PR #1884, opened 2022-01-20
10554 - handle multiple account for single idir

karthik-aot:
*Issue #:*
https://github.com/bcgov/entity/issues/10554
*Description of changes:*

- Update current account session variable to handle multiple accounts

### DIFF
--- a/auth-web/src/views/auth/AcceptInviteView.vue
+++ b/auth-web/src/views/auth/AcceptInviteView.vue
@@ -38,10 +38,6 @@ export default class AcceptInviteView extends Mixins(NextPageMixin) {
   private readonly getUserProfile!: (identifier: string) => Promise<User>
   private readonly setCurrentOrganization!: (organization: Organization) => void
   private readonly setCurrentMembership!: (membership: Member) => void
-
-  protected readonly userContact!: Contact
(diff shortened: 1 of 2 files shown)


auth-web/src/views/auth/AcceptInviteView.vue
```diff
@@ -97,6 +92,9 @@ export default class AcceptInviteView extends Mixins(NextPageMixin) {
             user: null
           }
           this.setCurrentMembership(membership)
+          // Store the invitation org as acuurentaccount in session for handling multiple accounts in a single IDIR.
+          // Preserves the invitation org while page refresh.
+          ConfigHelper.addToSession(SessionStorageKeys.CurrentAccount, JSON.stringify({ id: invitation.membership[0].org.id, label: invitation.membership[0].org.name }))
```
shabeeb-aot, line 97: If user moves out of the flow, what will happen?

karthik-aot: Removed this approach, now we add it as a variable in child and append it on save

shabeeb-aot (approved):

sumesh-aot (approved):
==
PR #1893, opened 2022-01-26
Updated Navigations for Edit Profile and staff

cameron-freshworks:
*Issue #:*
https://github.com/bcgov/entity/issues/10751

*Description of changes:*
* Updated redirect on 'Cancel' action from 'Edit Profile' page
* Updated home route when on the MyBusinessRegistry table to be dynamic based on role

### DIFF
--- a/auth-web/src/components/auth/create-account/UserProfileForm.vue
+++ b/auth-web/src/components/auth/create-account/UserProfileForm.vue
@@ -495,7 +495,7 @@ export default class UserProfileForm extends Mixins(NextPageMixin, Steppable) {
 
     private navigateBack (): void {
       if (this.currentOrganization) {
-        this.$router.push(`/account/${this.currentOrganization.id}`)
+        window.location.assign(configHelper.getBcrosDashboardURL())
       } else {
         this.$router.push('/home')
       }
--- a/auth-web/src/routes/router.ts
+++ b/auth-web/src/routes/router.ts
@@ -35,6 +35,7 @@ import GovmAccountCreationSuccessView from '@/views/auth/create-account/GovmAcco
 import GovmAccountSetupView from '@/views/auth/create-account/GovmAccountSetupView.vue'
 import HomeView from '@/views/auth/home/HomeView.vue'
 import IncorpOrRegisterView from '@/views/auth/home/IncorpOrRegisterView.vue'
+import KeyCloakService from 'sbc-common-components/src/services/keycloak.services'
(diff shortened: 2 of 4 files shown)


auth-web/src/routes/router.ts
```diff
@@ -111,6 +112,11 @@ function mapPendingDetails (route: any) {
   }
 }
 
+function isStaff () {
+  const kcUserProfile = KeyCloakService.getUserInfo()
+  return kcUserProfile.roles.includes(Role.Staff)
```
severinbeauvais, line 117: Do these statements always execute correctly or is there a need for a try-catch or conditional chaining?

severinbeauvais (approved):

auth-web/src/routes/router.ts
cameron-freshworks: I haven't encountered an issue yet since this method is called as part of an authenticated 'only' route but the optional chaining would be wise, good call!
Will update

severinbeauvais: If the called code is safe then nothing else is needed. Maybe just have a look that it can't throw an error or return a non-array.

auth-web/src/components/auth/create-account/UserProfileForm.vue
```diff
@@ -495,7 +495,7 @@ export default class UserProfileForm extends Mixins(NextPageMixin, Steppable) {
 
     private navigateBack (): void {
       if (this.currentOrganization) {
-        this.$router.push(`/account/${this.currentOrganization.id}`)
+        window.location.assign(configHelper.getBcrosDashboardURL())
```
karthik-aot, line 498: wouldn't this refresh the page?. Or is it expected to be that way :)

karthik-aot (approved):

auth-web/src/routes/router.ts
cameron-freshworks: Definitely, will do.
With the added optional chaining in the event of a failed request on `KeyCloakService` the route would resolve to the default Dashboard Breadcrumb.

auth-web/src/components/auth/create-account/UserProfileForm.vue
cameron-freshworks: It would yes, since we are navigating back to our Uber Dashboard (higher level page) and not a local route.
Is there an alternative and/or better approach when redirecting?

**Description of the task**
Show every line in the listing above that carries the word "AcceptInviteView".

**Reply**
--- a/auth-web/src/views/auth/AcceptInviteView.vue
+++ b/auth-web/src/views/auth/AcceptInviteView.vue
@@ -38,10 +38,6 @@ export default class AcceptInviteView extends Mixins(NextPageMixin) {
auth-web/src/views/auth/AcceptInviteView.vue
@@ -97,6 +92,9 @@ export default class AcceptInviteView extends Mixins(NextPageMixin) {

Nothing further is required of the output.